Metamath Proof Explorer


Theorem evlspw

Description: Polynomial evaluation for subrings maps the exponentiation of a polynomial to the exponentiation of the evaluated polynomial. (Contributed by SN, 29-Feb-2024)

Ref Expression
Hypotheses evlspw.q
|- Q = ( ( I evalSub S ) ` R )
evlspw.w
|- W = ( I mPoly U )
evlspw.g
|- G = ( mulGrp ` W )
evlspw.e
|- .^ = ( .g ` G )
evlspw.u
|- U = ( S |`s R )
evlspw.p
|- P = ( S ^s ( K ^m I ) )
evlspw.h
|- H = ( mulGrp ` P )
evlspw.k
|- K = ( Base ` S )
evlspw.b
|- B = ( Base ` W )
evlspw.i
|- ( ph -> I e. V )
evlspw.s
|- ( ph -> S e. CRing )
evlspw.r
|- ( ph -> R e. ( SubRing ` S ) )
evlspw.n
|- ( ph -> N e. NN0 )
evlspw.x
|- ( ph -> X e.
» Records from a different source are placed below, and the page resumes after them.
PR #75, opened 2015-09-29
Added conversion support for kinect depth images.

carlosmccosta:
Added sensor_msgs::Image conversion to cv::Mat from rqt_image_view in order to be able to create videos from kinect color and depth images
(cv_bridge
currently doesn't support 16UC1 image encoding).

Related PR:
https://github.com/ros-perception/image_pipeline/pull/147

Code adapted from:
https://github.com/ros-visualization/rqt_common_plugins/blob/groovy-devel/rqt_image_view/src/rqt_image_view/image_view.cpp

### DIFF
--- a/cv_bridge/include/cv_bridge/cv_bridge.h
+++ b/cv_bridge/include/cv_bridge/cv_bridge.h
@@ -38,8 +38,11 @@
 
 #include <sensor_msgs/Image.h>
 #include <sensor_msgs/CompressedImage.h>
+#include <sensor_msgs/image_encodings.h>
 #include <ros/static_assert.h>
 #include <opencv2/core/core.hpp>
+#include <opencv2/imgproc/imgproc.hpp>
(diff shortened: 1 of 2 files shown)


vrabaud:
I have not merged that as there are a few related issues. I'd rather have a cvtColorForDisplay function that would use the same rules from rqt_image_view and that would have a few parameters, of which range would be (but not necessarily for depth). I just need a bit of time but if you're willing to do it, thx !

carlosmccosta:
Thanks for the feedback :)
I refactored the code to use cv_bridge::toCvShare instead of cv_bridge::toCvCopy (for efficiency reasons) and changed the function to the requested name.
I also changed the docs and function parameters in order to not give the impression that the parameters values are for depth images only.

Have a nice day :)

vrabaud:
I was out for a month, sorry. I am not entirely satisfied with the result but I'll make another PR for discussion. Thx !

PR #76, opened 2015-10-05
Add opencv_apps and opencv_tests to vision_opencv meta package

garaemon:


vrabaud:
I would be against opencv_tests : they are really tests, and are undocumented. Most functionalities are probably in opencv_apps too.
Sure for opencv_apps.

garaemon:
So, Do I need to remove opencv_tests?

vrabaud:
yes please, do remove it for now

Those tests actually do not make sense anymore: they could be part of opencv_apps. There are not real tests, just basic apps.

garaemon:
updated

garaemon:
:bow:

PR #77, opened 2015-10-05
Cleanup opencv_apps CMakeLists.txt by using link_libraries macro

garaemon:
Remove many `target_link_libraries` and use one `link_libraries`


vrabaud:
link_libraries is deprecated: https://cmake.org/cmake/help/v3.0/command/link_libraries.html?highlight=link_libraries

vrabaud:
any good reason why you wanted to use it ? Or just clarity ?

garaemon:
> just clarity ?

Yes

garaemon:
> link_libraries is deprecated: https://cmake.org/cmake/help/v3.0/command/link_libraries.html?highlight=link_libraries

oh...

PR #81, opened 2015-11-15
add more possiblities to cvtColorForDisplay

vrabaud:


vrabaud:
Hi all, sorry, I was off the grid for a month. What do you guys think of the following to final get homogeneous color conversions for display purposes ?
@carlosmccosta , that is in response to https://github.com/ros-perception/vision_opencv/pull/75 and https://github.com/ros-perception/image_pipeline/pull/147
@laurent-george, it is in response to https://github.com/ros-perception/image_pipeline/pull/150 (even though your Python contribution will still be valid)
@wkentaro and @k-okada, it is in response to https://github.com/ros-perception/image_pipeline/pull/157

Your 3 pull requests, could then simply be replaced by:
https://github.com/vrabaud/image_pipeline/commit/46667b4a0255fe15d9c17da0b1734a5e411dd0b9

I'd rather have the logic for converting to displayable data in one place for use by others (like rqt_image_view for example that has its own logic: https://github.com/ros-visualization/rqt_common_plugins/blob/groovy-devel/rqt_image_view/src/rqt_image_view/image_view.cpp#L285 )

Comments ?

wkentaro:
I like the idea putting this kind of function in a more upstream package, and each package (rqt_image_view, image_view and maybe rviz image_view) depends on that. 
I wonder why this function is not in OpenCV. What do you think about this @vrabaud?
(you seems to contributing to OpenCV frequently)

vrabaud:
hmm. OpenCV already has its own logic, cf http://docs.opencv.org/2.4/modules/highgui/doc/user_interface.html#imshow . This function is so small, easy to write and dependent on your convention that I don't think it fits in OpenCV. But vision_opencv is good enough :)

And good catch on RViz ! It indeed has a lot of custom code: https://github.com/ros-visualization/rviz/blob/indigo-devel/src/rviz/image/ros_image_texture.cpp#L198 . And it already depends on image_geometry, hence OpenCV. Adding a small dependency on cv_bridge should not be a problem. It even also has itw own image_view: https://github.com/ros-visualization/rviz/blob/indigo-devel/src/image_view/CMakeLists.txt

wkentaro:
I see.
So do you plan to replace existing converting code with this function like below?
1. Merge this PR.
2. Replace image_view's converting code
3. Adopt good converting logics from rqt_image_view
4. Replace rqt_image_view's converting code
5. Adopt good converting logics from rviz image_view plugin
6. Replace rviz image_view plugin's converting code

vrabaud:
@wkentaro : ideally it would be more:
1. Adopt good converting logics from rqt_image_view and rviz image_view plugin
2. Merge this PR.
3. Replace image_view's converting code
4. Replace rqt_image_view's converting code
5. Replace rviz image_view plugin's converting code

Now, there might be the following problems:
- rqt_image_view would need to create a new branch as it would depend on an Indigo cv_bridge (and it can now work with groovy).
- RViz would have a new dependency: cv_bridge (which is lightweight considering that OpenCV is already a dependency).

wkentaro:
@vrabaud I see.

So 1 to 3 can be done without any problem.
I agree with your plan to adapt this function with existing software.

PR #82, opened 2015-11-16
[image_geometry]add a condition if D=None

YuOhara:
NULL D of pinhole_camera-parameter is supported in OpenCV.
http://docs.opencv.org/2.4/modules/calib3d/doc/camera_calibration_and_3d_reconstruction.html#projectpoints
Can this condition be added? without this, Segmentation fault may occur if D is null.


vrabaud:
totally makes sense. For future C++< please use the empty() member function.
Thx !

Issue #83, opened 2015-11-18
Wrong conversion from MONO16 to BGR8


stfuchs:
Noticed that when I was trying to visualize some MONO16 images with rqt_image_view.
After some digging I found that rqt_image_view first tries to convert the input image to BGR8 using the cv_bridge functions.

There is a bug in the ordering when trying to perform color conversion with images of different depths. I've prepared a patch. Will send a PR.

vrabaud:
Hi though your PR was ok for your case, it would not work for the reverse. Plus, there was a big bug in the code (SAME_FORMAT could be called twice). I fixed the tests and code. Thx for reporting !

stfuchs:
Cool, thanks for fixing.

PR #84, opened 2015-11-18
fix depth conversion

stfuchs:
When trying to convert from MONO16 to BGR8 the order should be:

MONO16 -> MONO8
MONO8 -> BGR8

Currently we first try to call cvtColor with images of different depths and than try to fix the depth. This doesn't work.

see #83


vrabaud:
see #83 for a more generic fix. Thx for hinting at the error !

PR #1953, opened 2026-07-14
Close the socket on a corroborated request timeout for faster half-open recovery

### LINKED ISSUE #1765: Half-open (dead but readyState OPEN) socket is never detected — pings are sent but pongs are never checked

### LINKED ISSUE #1828: Close the socket on a request timeout to speed half-open recovery in the active case
## Context

Follow-up from PR #1797 (closed #1765), which added missed-pong detection: after `MAX_MISSED_PONGS` consecutive unanswered keepalive pings, `api-socket.ts` closes the socket so `handleClose` reconnects.

## Problem

That covers the **idle** half-open case (no commands in flight, so only pings expose the dead connection). Issue #1765 also called out a second trigger: when commands *are* in flight on a half-open socket, each one still eats its full 30s request timeout before anything reacts, and `timeoutRequest` settles the request's promise but leaves the "open" socket alone.

## Suggested fix

When a request times out (`timeoutRequest`) on a socket still reporting `OPEN`, treat it as a signal the connection may be half-open and close the socket to trigger the existing reconnect path — with care not to close on a single unrelated slow response (e.g. require the timeout to coincide with the missed-pong signal, or a small threshold), so a genuinely slow round trip doesn't tear down a healthy socket.

## Nice-to-have (minor, from the same review)

The `awaitingPong = false; missedPongs = 0;` reset is duplicated in three places in `api-socket.ts`; a small `resetPongTracking()` helper would DRY it.

## Acceptance

- A half-open socket with in-flight commands recovers faster than the current worst case (one full request timeout).
- A single slow-but-alive round trip does not close a healthy socket.
- Test coverage for both.

ginderjeremiah:
## Summary

Follow-up from PR #1797 (closed #1765). That PR added missed-pong-based half-open detection, but only covers the *idle* case — the keepalive ping alone drives reconnect. Issue #1828 called out the second trigger: when commands are in flight on a half-open socket, each one silently eats its full 30s `REQUEST_TIMEOUT_MS` before anything reacts, since `timeoutRequest` only settles the request's promise and leaves the socket alone.

- `timeoutRequest` now calls a new `closeIfLikelyHalfOpen()`, which closes the socket **only when the timeout coincides with an already-missed pong** (`missedPongs > 0`) — reusing the existing half-open signal rather than adding a new counter/threshold. A single legitimately slow command on an otherwise healthy connection (`missedPongs === 0`) is left alone.
- Extracted a shared `closeHalfOpenSocket()` (reset pong tracking + code-less `socket.close()`) used by both `attemptPing`'s existing missed-pong branch and the new `closeIfLikelyHalfOpen()`.
- Nice-to-have from the issue: deduped the `awaitingPong = false; missedPongs = 0;` reset (previously repeated 3x) into `resetPongTracking()`.
- Updated `docs/frontend-sockets.md`'s socket-lifecycle notes to describe the new corroborated-timeout close.

- **"Half-open socket with in-flight commands recovers faster than current worst case"** — a timeout landing while a pong is overdue closes the socket immediately instead of waiting out the rest of `attemptPing`'s own missed-pong window (worst case several extra ping cycles).
- **"A single slow-but-alive round trip doesn't close a healthy socket"** — the close is gated on `missedPongs > 0`, so a timeout with no pongs currently missing (the common "one heavy command" case) never triggers it.
- **Test coverage for both** — see test plan below.

## Test plan

- [x] New unit test: a request timeout that coincides with an already-missed pong closes the socket.
- [x] New unit test: a request timeout with every keepalive pong answered promptly (no missed pong) does **not** close the socket.
- [x] Full frontend suite: `npm run lint` and `npm run test:unit:ci` — 297 files / 3662 tests pass, no coverage regressions.

Closes #1828

---
_Generated by [Claude Code](https://claude.ai/code/session_01W4Lgxzvx1DWjTmT7jgM9QC)_


ginderjeremiah (commented):
## Review: Close the socket on a corroborated request timeout for faster half-open recovery (#1828)

**Verdict:** Approve — implements the issue's second half-open trigger exactly as scoped, with the missed-pong corroboration guard the acceptance criteria required, and covers both branches with mirrored tests.

_(Submitted as a `COMMENT` because GitHub won't accept a gating verdict from the PR author; the intended verdict is **Approve**.)_

### What's good

- **Correct corroboration gate.** `closeIfLikelyHalfOpen` closes only on `readyState === OPEN && missedPongs > 0`, which is precisely the "coincide with the missed-pong signal" approach the issue asked for. A genuinely half-open socket accrues `missedPongs > 0` within one ≤10s ping cycle, so a 30s request timeout reliably corroborates; a single slow-but-alive command keeps `missedPongs === 0` and is correctly left alone.
- **No double-close hazard.** The `MAX_MISSED_PONGS` branch resets tracking (`missedPongs → 0`) and moves `readyState` off OPEN before this path can run, so a subsequent timeout is a clean no-op — and the request that timed out is already pruned from `inFlightRequests` before the close, so `handleClose` settling the rest with `CONNECTION_LOST_ERROR` is the desired outcome (other in-flight commands fail fast and reconnect rather than each eating its own 30s).
- **Good refactors.** `resetPongTracking()` DRYs the reset across all three sites (the issue's nice-to-have), and `closeHalfOpenSocket()` cleanly shares the reset + code-less close between the two triggers while preserving the critical "must surface as 1005/1006, not NORMAL_CLOSURE" comment.

### Test coverage

- Both acceptance criteria are covered: a timeout coinciding with an overdue pong closes the socket, and a timeout with every pong answered promptly does not. Tests mirror the source path (`tests/lib/api/api-socket.test.ts`) and follow the existing fake-timer / classical style in the file. This is a frontend-only transport change — no battle logic, so no backend mirror is needed.

### Nits

- None.


---

PR #1955, opened 2026-07-14
Only dirty-mark Max/Min statistics on a genuine value change

### LINKED ISSUE #1821: Max/Min statistic writes dirty-mark rows even when nothing changed, inflating the write-behind payload and challenge-evaluation scope every battle
## Problem

`PlayerProgress.GetOrCreate` (`Game.Core/Progress/PlayerProgress.cs:376-392`) unconditionally adds the key to `_dirtyStatistics`, so a `SetMax`/`SetMin` that does **not** improve the value still (a) re-enqueues the unchanged row in the write-behind persist and (b) puts the key into the touched set `RecordBattleCompleted` returns — which is the challenge-evaluation relevance scope (`ChallengeIndex.RelevantTo`).

Every battle records `HighestSingleAttackDamage` (global + one per used skill) and every victory records `FastestVictory` (global + per-enemy). After the first battle these almost never improve, yet each battle persists ~4-6 unchanged rows and re-evaluates every TimeTrial/HighestAttack challenge keyed to them.

The in-code comment (lines 386-389) justifies over-marking only via "the persist is an idempotent absolute write" — it doesn't account for the dirty set's second role as the challenge-eval scope. As a result the method's own contract ("those keys are exactly this battle's mutated statistics") and `docs/backend.md`'s claim that challenge evaluation is scoped to statistics that "actually changed that battle" are both slightly untrue; fixing the code makes the docs true.

## Suggested fix

Move the `_dirtyStatistics.Add` out of `GetOrCreate` into the mutators, marking only on `created || value changed` (`Increment` already effectively does this via the zero-delta skip).

ginderjeremiah:
## Summary

`PlayerProgress.GetOrCreate` (`Game.Core/Progress/PlayerProgress.cs`) unconditionally added the `(type, entityId)` key to `_dirtyStatistics`, so a `SetMax`/`SetMin` call that didn't actually improve the value still:

- re-enqueued the unchanged row in the write-behind persist, and
- entered the key into the touched set `RecordBattleCompleted` returns, which is the challenge-evaluation relevance scope (`ChallengeIndex.RelevantTo`).

`HighestSingleAttackDamage` and `FastestVictory` are recorded on nearly every battle (global + per-skill/per-enemy), and after the first battle they almost never improve — so every battle was persisting several unchanged rows and re-evaluating challenges keyed to them for no reason.

The in-code comment justified this as harmless ("the persist is an idempotent absolute write"), but it didn't account for the dirty set's second role as the challenge-eval scope, and it contradicted both `GetOrCreate`'s own doc comment ("marking dirty here covers exactly the mutated stats") and `docs/backend.md`'s claim that challenge evaluation is scoped to statistics that actually changed that battle.

## Fix

Moved `_dirtyStatistics.Add` out of `GetOrCreate` and into `SetMax`/`SetMin` themselves, marking dirty only when `created || value` actually improved — mirroring the zero-delta skip `Increment` already does for Sum statistics. `Increment` now marks dirty unconditionally after applying its (already zero-checked) delta, since it always mutates when reached.

No doc changes needed — `docs/backend.md`'s existing claim about challenge-eval scoping is now accurate rather than aspirational.

## Test plan

- [x] Added `PlayerProgressTests`: unimproved Max/Min on an existing row stays out of the persist set and the touched keys (mirroring the existing zero-delta-Sum coverage); an improving Max still records/dirties/touches.
- [x] `dotnet test` (full suite, including integration tests against the session's Postgres/Redis containers) — 3132/3132 passing.

Closes #1821

---
_Generated by [Claude Code](https://claude.ai/code/session_01TN1pfg1sDLw8sN2VGejFyW)_

### DIFF
--- a/Game.Core.Tests/Progress/PlayerProgressTests.cs
+++ b/Game.Core.Tests/Progress/PlayerProgressTests.cs
@@ -976,6 +976,61 @@ namespace Game.Core.Tests.Progress
         }
 
         [Fact]
+        public void RecordBattleCompleted_UnimprovedMaxStatisticOnExistingRow_LeavesItCleanAndUntouched()
+        {
+            // An aggregate loaded with a prior HighestSingleAttackDamage records a battle whose attack
+            // doesn't beat it: the existing row's value is unchanged, so — like the zero-delta Sum case —
+            // it must stay out of both the persist set and the touched keys, not just get a no-op re-mark.
+            var progress = MakeProgress(statistics: [Stat(EStatisticType.HighestSingleAttackDamage, null, 40m)]);
+
+            var touched = progress.RecordBattleCompleted(MakeEnemy(), victory: true, playerDied: false,
+                totalMs: 1000, new BattleStats { HighestPlayerAttack = 25.0 }, isBossBattle: false, zoneId: 0);
+
+            Assert.Equal(40m, progress.GetStatisticValue(EStatisticType.HighestSingleAttackDamage, null));
+            Assert.DoesNotContain(progress.DirtyStatistics, s => s.Type == EStatisticType.HighestSingleAttackDamage);
+            Assert.DoesNotContain((EStatisticType.HighestSingleAttackDamage, (int?)null), touched);
+        }
+
+        [Fact]
+        public void RecordBattleCompleted_UnimprovedMinStatisticOnExistingRow_LeavesItCleanAndUntouched()
+        {
+            // An aggregate loaded with a prior FastestVictory (global and per-enemy) records a slower
+            // victory against the same enemy: the existing rows' values are unchanged, so they must stay
+            // out of both the persist set and the touched keys — the Min/Max analogue of the zero-delta Sum
+            // skip (#1821).
+            var enemy = MakeEnemy(id: 1);
+            var progress = MakeProgress(statistics:
+            [
+                Stat(EStatisticType.FastestVictory, null, 3m),
+                Stat(EStatisticType.FastestVictory, 1, 3m),
+            ]);
+
+            var touched = progress.RecordBattleCompleted(enemy, victory: true, playerDied: false,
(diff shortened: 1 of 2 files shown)


ginderjeremiah (commented):
## Review: dirty-mark Max/Min statistics only on a genuine value change (#1821)

**Verdict:** Approve (posted as a comment since I'm the PR author) — the change is exactly what the issue prescribes, is correct, and is well covered by tests.

The fix moves `_dirtyStatistics.Add` out of `GetOrCreate` and into the mutators, so an unimproved `SetMax`/`SetMin` no longer re-enqueues an unchanged row for the write-behind persist nor re-enters the touched set that scopes challenge evaluation (`ChallengeIndex.RelevantTo`). This makes `RecordBattleCompleted`'s own contract and `docs/backend.md`'s challenge-eval scoping claim accurate rather than aspirational.

Verified:
- `Increment` marks dirty unconditionally after applying the delta, which is sound because the zero-delta early-return means it only reaches that point when it actually mutates — no over-marking reintroduced.
- `SetMax`/`SetMin` mark dirty only inside the `created || improved` branch, so a newly-created row is always persisted (first-write-wins) while an unimproved existing row stays clean and untouched. `GetOrCreate` no longer creates phantom dirty entries.
- No frontend mirror needed: the statistics pass runs server-side at battle completion, off the deterministic tick loop, so it's outside the battle-parity surface (`docs/backend.md`).

### Test coverage

Solid. New tests cover unimproved-Max, unimproved-Min (global + per-enemy), and improved-Max on an existing row; the existing zero-first-write min/max and zero-delta-Sum tests still guard the create-and-dirty paths. The `Increment` relocation is covered by the pre-existing Sum-stat persistence/touched-set tests.

### What's good

Tightly scoped fix that resolves the issue at its root, keeps the mutators symmetric with the existing zero-delta `Increment` skip, and updates the in-code comments to match the corrected behavior. No follow-ups needed.


---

B )
Assertion evlspw
|- ( ph -> ( Q ` ( N .^ X ) ) = ( N ( .g ` H ) ( Q ` X ) ) )

Proof

Step Hyp Ref Expression
1 evlspw.q
 |-  Q = ( ( I evalSub S ) ` R )
2 evlspw.w
 |-  W = ( I mPoly U )
3 evlspw.g
 |-  G = ( mulGrp ` W )
4 evlspw.e
 |-  .^ = ( .g ` G )
5 evlspw.u
 |-  U = ( S |`s R )
6 evlspw.p
 |-  P = ( S ^s ( K ^m I ) )
7 evlspw.h
 |-  H = ( mulGrp ` P )
8 evlspw.k
 |-  K = ( Base ` S )
9 evlspw.b
 |-  B = ( Base ` W )
10 evlspw.i
 |-  ( ph -> I e. V )
11 evlspw.s
 |-  ( ph -> S e. CRing )
12 evlspw.r
 |-  ( ph -> R e. ( SubRing ` S ) )
13 evlspw.n
 |-  ( ph -> N e. NN0 )
14 evlspw.x
 |-  ( ph -> X e. B )
15 1 2 5 6 8 evlsrhm
 |-  ( ( I e. V /\ S e. CRing /\ R e. ( SubRing ` S ) ) -> Q e. ( W RingHom P ) )
16 10 11 12 15 syl3anc
 |-  ( ph -> Q e. ( W RingHom P ) )
17 3 7 rhmmhm
 |-  ( Q e. ( W RingHom P ) -> Q e. ( G MndHom H ) )
18 16 17 syl
 |-  ( ph -> Q e. ( G MndHom H ) )
19 3 9 mgpbas
 |-  B = ( Base ` G )
20 eqid
 |-  ( .g ` H ) = ( .g ` H )
21 19 4 20 mhmmulg
 |-  ( ( Q e. ( G MndHom H ) /\ N e. NN0 /\ X e. B ) -> ( Q ` ( N .^ X ) ) = ( N ( .g ` H ) ( Q ` X ) ) )
22 18 13 14 21 syl3anc
 |-  ( ph -> ( Q ` ( N .^ X ) ) = ( N ( .g ` H ) ( Q ` X ) ) )